[[ RECORDS PROVIDED, beginning ]]
PR #1146, opened 2023-08-12
supabase: add `inferred_schemas` migration and final fixes

jgraettinger:
New `inferred_schemas` table is much like `catalog_stats`, and is loaded by the same stats_loader task.

Also add a partition selector to the inferred-schemas L1 derivation, to read only capture logs (for now: in the future we'll add derivations) and to exclude it's own schema inferrences.

Finally, improve `flowctl preview` error when a selector is not matched to explicitly tell the user that no journals were found, and what the evaluated selector was.

**Workflow steps:**

New table / API `inferred_schemas` is available.

**Notes for reviewers:**

This migration has already been applied in production.

- - -
This change is [Reviewable](https://reviewable.io/reviews/estuary/flow/1146)

### DIFF
--- a/ops-catalog/schema-inference.flow.yaml
+++ b/ops-catalog/schema-inference.flow.yaml
@@ -1,5 +1,7 @@
 collections:
   ops.us-central1.v1/inferred-schemas/L1:
+    schema: schema-inference.schema.yaml
+    key: [/collection_name]
     derive:
       using:
         sqlite: {}
@@ -7,6 +9,20 @@ collections:
         - name: logs
           source:
             name: ops.us-central1.v1/logs
+            partitions:
+              include:
+                kind:
+                  - capture
+              exclude:
+                name:
+                  # Don't read our own inferences.
+                  - ops.us-central1.v1/inferred-schemas/L1
+                  - ops.us-central1.v1/inferred-schemas/L2
+
+                  # NOTE(johnny): In production, I've temporarily held back
+                  # a number of other task logs for $reasons. Do not publish
+                  # directly from ./ops-catalog/ into production quite yet.
+
           shuffle:
             key: [/shard/name] # Use partition-based shuffle.
           lambda: |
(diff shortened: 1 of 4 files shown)


supabase/migrations/22_inferred_schemas.sql
```diff
@@ -0,0 +1,28 @@
...
+    "schema"         json not null,
+    flow_document    json not null,
+    primary key (collection_name)
+);
+alter table inferred_schemas enable row level security;
+
+create policy "Users must be authorized to the collection name"
+  on inferred_schemas as permissive for select
+  using (exists(
+    select 1 from auth_roles('read') r where collection_name ^@ r.role_prefix
```
jshearer, line 14: Just to make sure, `auth_roles` is  the function that unrolls all of your direct and indirect grants, right? As in, this isn't checking just the collections you have direct grants to, but also the ones that your tenant has grants to, right?

ops-catalog/schema-inference.flow.yaml
```diff
@@ -1,21 +1,35 @@
...
+              include:
+                kind:
+                  - capture
+              exclude:
+                name:
+                  # Don't read our own inferences.
+                  - ops.us-central1.v1/inferred-schemas/L1
+                  - ops.us-central1.v1/inferred-schemas/L2
+
+                  # NOTE(johnny): In production, I've temporarily held back
```
jshearer, line 22: You've held back some captures with lots of logs I'm guessing?

jshearer (approved):
LGTM 👍

supabase/migrations/22_inferred_schemas.sql
jgraettinger: Correct. This returns anything you can access with a `read` capability (or above)

ops-catalog/schema-inference.flow.yaml
jgraettinger: Exactly, lots of logs that go back months.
[[ RECORDS PROVIDED, end ]]
## PROMPT:
Copy out every line of the data that includes the word "jgraettinger".

## SOLUTION FOR THIS EXERCISE:
jgraettinger:
jgraettinger: Correct. This returns anything you can access with a `read` capability (or above)
jgraettinger: Exactly, lots of logs that go back months.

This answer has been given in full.